The First Canadian Army, under General H. D. G. Crerar, comprised ten divisions, of which six were United Kingdom formations. Its total strength was close on half a million men. The first phase of the attack was to be carried through by the 30th Corps, under Lieutenant-General B. G. Horrocks, who had under him for the purpose seven divisions plus three armored brigades, special assault units, and additional artillery. The 2nd and 3rd Canadian Divisions were incorporated in this force. The task of the 30th Corps was to clear the Reichswald Forest, through which ran the northern part of the main defenses of the Siegfried Line and make good a line from Gennep south of the Forest to Cleve.
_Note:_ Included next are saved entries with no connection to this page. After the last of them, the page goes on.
PR #3077, opened 2026-08-05
WelcomePageView UX improvments for scrolling

gistya:
# WelcomePageView UX improvments for scrolling

**Fixed:**
- Fixed an issue where mousewheel scrolling would not work with the cursor inside the pinned projects area. Now you can see more pinned projects and scroll all projects independently of the rest of the welcome screen.


notaspirit (changes requested):
The first column images are clipping a bit, and for the dark accent the corner radius doesn't match the other elements. 
(The clipping has been that way in main too, so you don't have to fix it as part of this pr) 

Also I would prefer a lighter color instead for that bar that matches the sidebar, the current dark tone stands out a lot.

The recent and pinned project bars don't quite line up

Image

Image

notaspirit (approved):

After this first phase, the Canadian 2nd Corps under General G. G. Simonds was to come in on the north end of the battle, and operations on a two-corps front were to continue up to a line running through Weeze, Udem, and Calcar up to the Rhine opposite Emmerich. The third phase of the scheme called upon the two corps to overcome the strong German defensive line in the Hochwald and to advance to the general line Geldern-Xanten. The whole attack was timed to begin on 8th February 1945.
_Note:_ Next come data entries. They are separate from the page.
PR #3081, opened 2026-08-05
Fix ChunkVM: to properly handleTweakDB  exceptions

gistya:
# Fix ChunkVM: to properly handleTweakDB  exceptions

**Fixed:**
- Fixes an issue where ChunkViewModel does not handle exceptions thrown by `GetRedTypeFromCSType` -- currently it just dumps a stacktrace into the app logs. 
- Now we'll catch the exception and run `_loggerService.Error` for a more sane output.

**Additional notes:**
closes_issue_number

### DIFF
--- a/WolvenKit.App/ViewModels/Shell/ChunkViewModel.cs
+++ b/WolvenKit.App/ViewModels/Shell/ChunkViewModel.cs
@@ -804,8 +804,16 @@ public partial class ChunkViewModel : ObservableObject, ISelectableTreeViewItemM
     {
         get
         {
-            var redName = GetRedTypeFromCSType(PropertyType, Flags);
-            return redName != "" ? redName : PropertyType.Name;
+            try
+            {
+                var redName = GetRedTypeFromCSType(PropertyType, Flags);
+                return redName != "" ? redName : PropertyType.Name;
+            }
+            catch (WolvenKitException ex)
+            {
+                _loggerService.Error($"File type could not be determined for a Tweak. Exception: ${ex.Message}");
+                return "";
+            }
         }
     }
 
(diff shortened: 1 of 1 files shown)


notaspirit (approved):

notaspirit (changes requested):
actually hold on wouldn't it make more sense to return PropertyType.Name?

WolvenKit.App/ViewModels/Shell/ChunkViewModel.cs
```diff
@@ -804,8 +804,26 @@ public string Type
...
+                    _loggerService.Error(
+                        $"File type could not be determined for a Tweak with name: {PropertyType.Name}. Exception: {ex.Message}.");
+                }
+                catch (Exception ex2)
+                {
+                    _loggerService.Error(
+                        $"File type could not be determined for a Tweak whose name could not be determined. Exceptions: {Environment.NewLine}1. {ex.Message}{Environment.NewLine}2, {ex2.Message}.");
+                }
+
+                return $"{PropertyType.Name}";
```
notaspirit: I don't understand the $"{}" for a value that is already a string

notaspirit (changes requested):

seberoth:
Would rename the message to something like: `RedType could not be determined for the property...`
Since it neither has to do with file types nor it is tied to tweak related stuff.

WolvenKit.App/ViewModels/Shell/ChunkViewModel.cs
gistya: Sorry I did not realize it was a string lol will fix
```suggestion
                return PropertyType.Name;
```

notaspirit (approved):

map 1945-02 -08     8 February 1945
 

Despite the difficulties of concealing preparations o so large a scale as this great move required, the Germans were unable to see what was intended. Their staff did not expect more than a diversionary attack from Nijmegen towards the Reichswald; their conviction was that the main thrust would come eastwards from the neighbourhood of Venlo. This led to some confusion in the initial resistance in the forward positions, and this confusion was increased by intensive preliminary Allied air attacks on railway bridges and ferries which would have to be used by the Germans in order to bring reinforcements and supplies to the front.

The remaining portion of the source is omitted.